Mr Jeffries started experimenting with ingredients including maple syrup, coffee, onions and a generous quantity of bacon.
"It took a few goes, the guy did not give me his recipe."
The release of Big Smoke BBQ's version of bacon jam was given a massive boost when it was put to the taste test on TV's prime-time show Seven Sharp.
It also featured as product of the week in New Zealand's restaurant and cafe industry newsletter.
All of sudden a dribble of sales turned into a torrent, so much so that when Mr Jeffries was not busy catering for functions using his custom-made barbecues, he is cooking up his meat rubs, barbecue sauce and bacon jam.
His bacon jam is handmade in batches of 300 to 400 jars a day - even the labels are painstakingly applied by hand.
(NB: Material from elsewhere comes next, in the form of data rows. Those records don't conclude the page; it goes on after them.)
PR #421, opened 2017-12-03
Istio integration

life1347:
This is the very first step for fission to integrate with Istio and there are still couple problems need to be solved. For those  interested in trying integrate fission with istio, following is the set up tutorial (Tutorial also post on [here](https://tachingchen.com/blog/fission-and-istio-integration/)). (https://github.com/fission/fission/issues/278, https://github.com/fission/fission/issues/344) 
## Test Environment
* Google Kubernetes Engine: 1.8.4-gke.0

### Create Kubernetes v1.8+ alpha cluster

Enable both RBAC & initializer features on kubernetes cluster.

** NOTICE ** `kubectl logs -f` is [not working correctly](https://github.com/kubernetes/kubernetes/issues/54205#issuecomment-340111607) on GKE alpha cluster right now.

```
$ gcloud container clusters create istio-demo \
	--enable-kubernetes-alpha \
    --machine-type=n1-standard-2 \
    --num-nodes=1 \
    --no-enable-legacy-authorization \
    --zone=<ZONE> \
    --cluster-version=1.8.4-gke.0
```

### Grant cluster admin permissions

Grant admin permission for `system:serviceaccount:kube-system:default` and current user.

```
# for system:serviceaccount:kube-system:default
$ kubectl create clusterrolebinding --user system:serviceaccount:kube-system:default kube-system-cluster-admin --clusterrole cluster-admin

# for current user
$ kubectl create clusterrolebinding cluster-admin-binding --clusterrole=cluster-admin --user=$(gcloud config get-value core/account)
```

### Set up Istio environment

Download Istio 0.2.12

```
curl -L https://git.io/getLatestIstio | sh -
```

Interest has flooded in from all over New Zealand and as far afield as the United States, with the number of suggested uses growing each day.
Mr Jeffries likes it with burgers, cheese toasties, pancakes and as a topping for bacon and eggs.
"It is different from anything else on the market as far as I am aware."
The unlikely location for the manufacturing side of business was the registered kitchen in the sports and recreation centre on Gordon Spratt Reserve.
Tauranga chef Peter Blakeway said he would give bacon jam a go. "It sounds fun."
He said all sorts of interesting stuff was going on in the field of molecular gastronomy.
The idea was to change diners' perception of what they were eating and to fool their eyes.
It had led to things like scrambled egg icecream.
The other big thing was mash-up cooking - putting products together that had not been combined before - like a danish pastry and donut: a donish.
Bacon icecream, like bacon jam, fell into this new way of thinking about food. Pig meat was quite sweet, which was why bacon combined well with toppings like maple syrup.